Everything from the line that contains "some folks 👍" through the last line of the listing must be copied exactly, with both of those lines included and no others.

=== Begin Enclosure ===

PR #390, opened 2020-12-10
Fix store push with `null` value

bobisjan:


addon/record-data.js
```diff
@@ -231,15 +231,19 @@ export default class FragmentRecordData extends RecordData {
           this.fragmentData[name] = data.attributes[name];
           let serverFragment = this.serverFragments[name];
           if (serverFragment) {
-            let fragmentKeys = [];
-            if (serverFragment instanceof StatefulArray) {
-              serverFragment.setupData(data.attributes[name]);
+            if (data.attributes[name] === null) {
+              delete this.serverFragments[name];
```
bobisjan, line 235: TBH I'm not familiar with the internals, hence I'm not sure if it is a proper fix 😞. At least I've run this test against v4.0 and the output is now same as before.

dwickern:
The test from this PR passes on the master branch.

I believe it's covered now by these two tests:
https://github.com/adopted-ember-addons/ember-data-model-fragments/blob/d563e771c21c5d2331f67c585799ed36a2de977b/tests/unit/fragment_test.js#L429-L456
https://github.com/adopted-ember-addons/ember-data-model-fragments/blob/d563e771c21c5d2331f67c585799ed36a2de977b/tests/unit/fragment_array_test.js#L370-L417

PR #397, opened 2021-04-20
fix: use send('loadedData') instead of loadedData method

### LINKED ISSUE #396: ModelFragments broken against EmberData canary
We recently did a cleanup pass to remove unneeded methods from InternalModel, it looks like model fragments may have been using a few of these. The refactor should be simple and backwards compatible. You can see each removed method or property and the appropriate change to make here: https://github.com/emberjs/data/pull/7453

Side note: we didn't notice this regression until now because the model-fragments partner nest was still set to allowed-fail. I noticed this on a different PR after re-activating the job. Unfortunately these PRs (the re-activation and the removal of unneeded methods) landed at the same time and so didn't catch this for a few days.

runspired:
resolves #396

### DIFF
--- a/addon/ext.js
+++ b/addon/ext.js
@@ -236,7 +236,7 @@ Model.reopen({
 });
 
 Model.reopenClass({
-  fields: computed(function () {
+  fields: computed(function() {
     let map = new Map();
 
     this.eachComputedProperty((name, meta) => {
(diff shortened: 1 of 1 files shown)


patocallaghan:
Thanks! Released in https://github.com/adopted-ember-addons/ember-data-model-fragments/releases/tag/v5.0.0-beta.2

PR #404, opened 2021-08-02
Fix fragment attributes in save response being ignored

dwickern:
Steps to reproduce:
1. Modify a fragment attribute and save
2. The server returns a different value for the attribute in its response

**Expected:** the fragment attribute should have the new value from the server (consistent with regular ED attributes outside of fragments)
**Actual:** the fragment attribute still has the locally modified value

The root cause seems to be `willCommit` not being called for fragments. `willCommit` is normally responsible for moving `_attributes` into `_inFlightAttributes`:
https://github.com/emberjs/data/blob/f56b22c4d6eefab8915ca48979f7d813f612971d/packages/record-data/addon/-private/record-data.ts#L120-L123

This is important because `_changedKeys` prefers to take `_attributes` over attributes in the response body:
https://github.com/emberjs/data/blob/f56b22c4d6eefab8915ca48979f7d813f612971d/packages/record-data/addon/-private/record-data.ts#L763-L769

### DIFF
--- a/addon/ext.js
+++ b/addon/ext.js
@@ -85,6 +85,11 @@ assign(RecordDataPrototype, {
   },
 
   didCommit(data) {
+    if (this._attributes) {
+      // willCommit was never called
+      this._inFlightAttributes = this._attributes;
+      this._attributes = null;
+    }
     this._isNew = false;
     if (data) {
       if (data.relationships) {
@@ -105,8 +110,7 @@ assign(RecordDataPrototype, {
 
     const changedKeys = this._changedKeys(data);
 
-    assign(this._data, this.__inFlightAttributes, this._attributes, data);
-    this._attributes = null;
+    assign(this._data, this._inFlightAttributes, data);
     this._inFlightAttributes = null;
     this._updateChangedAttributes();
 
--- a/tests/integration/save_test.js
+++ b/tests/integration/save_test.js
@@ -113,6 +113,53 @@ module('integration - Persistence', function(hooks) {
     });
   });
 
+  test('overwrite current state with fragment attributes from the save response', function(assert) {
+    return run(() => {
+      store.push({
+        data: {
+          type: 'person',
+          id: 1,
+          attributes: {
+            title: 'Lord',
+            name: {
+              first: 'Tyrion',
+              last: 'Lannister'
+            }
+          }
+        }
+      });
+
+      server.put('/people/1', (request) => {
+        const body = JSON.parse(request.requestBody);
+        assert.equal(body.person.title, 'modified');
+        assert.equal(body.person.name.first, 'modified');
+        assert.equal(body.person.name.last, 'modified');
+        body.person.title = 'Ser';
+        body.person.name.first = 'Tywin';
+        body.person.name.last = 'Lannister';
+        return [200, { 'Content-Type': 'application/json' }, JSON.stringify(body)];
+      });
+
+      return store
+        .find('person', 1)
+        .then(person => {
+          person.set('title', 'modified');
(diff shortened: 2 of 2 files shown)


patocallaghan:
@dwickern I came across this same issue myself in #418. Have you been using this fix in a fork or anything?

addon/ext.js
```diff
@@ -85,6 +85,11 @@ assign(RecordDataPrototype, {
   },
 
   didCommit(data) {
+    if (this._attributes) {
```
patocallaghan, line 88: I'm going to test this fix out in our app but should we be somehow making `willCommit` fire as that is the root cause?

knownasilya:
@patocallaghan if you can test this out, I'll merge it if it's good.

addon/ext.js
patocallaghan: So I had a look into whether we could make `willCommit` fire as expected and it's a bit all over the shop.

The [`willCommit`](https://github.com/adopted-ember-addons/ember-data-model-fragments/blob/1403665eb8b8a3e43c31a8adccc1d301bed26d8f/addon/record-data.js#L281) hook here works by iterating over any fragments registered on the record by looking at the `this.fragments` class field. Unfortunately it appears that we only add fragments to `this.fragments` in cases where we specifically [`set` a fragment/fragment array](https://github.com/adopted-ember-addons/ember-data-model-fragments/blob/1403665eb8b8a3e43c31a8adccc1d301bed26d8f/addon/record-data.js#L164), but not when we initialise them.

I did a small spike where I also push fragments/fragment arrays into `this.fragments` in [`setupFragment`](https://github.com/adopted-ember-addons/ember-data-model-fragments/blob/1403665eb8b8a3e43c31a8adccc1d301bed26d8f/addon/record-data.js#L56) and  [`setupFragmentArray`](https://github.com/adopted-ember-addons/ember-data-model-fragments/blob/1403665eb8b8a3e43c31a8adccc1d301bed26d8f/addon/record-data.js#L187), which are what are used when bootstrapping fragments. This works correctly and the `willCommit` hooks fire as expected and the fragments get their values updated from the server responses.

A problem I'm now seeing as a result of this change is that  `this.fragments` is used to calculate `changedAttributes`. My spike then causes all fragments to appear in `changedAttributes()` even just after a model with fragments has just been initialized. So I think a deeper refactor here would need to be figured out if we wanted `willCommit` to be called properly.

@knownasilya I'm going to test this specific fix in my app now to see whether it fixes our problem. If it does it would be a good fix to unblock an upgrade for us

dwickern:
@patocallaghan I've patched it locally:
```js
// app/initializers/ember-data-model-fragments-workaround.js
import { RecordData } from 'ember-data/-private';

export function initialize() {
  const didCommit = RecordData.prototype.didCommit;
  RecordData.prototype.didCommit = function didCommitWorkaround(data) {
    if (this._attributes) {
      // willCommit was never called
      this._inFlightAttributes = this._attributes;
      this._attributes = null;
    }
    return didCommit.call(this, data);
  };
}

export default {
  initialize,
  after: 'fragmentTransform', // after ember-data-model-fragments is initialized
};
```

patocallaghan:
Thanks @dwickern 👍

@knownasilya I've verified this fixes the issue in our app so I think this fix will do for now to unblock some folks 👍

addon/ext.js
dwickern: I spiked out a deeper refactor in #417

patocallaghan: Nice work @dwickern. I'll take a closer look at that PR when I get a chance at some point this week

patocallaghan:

=== End Enclosure ===

### Written solution
@knownasilya I've verified this fixes the issue in our app so I think this fix will do for now to unblock some folks 👍

addon/ext.js
dwickern: I spiked out a deeper refactor in #417

patocallaghan: Nice work @dwickern. I'll take a closer look at that PR when I get a chance at some point this week

patocallaghan:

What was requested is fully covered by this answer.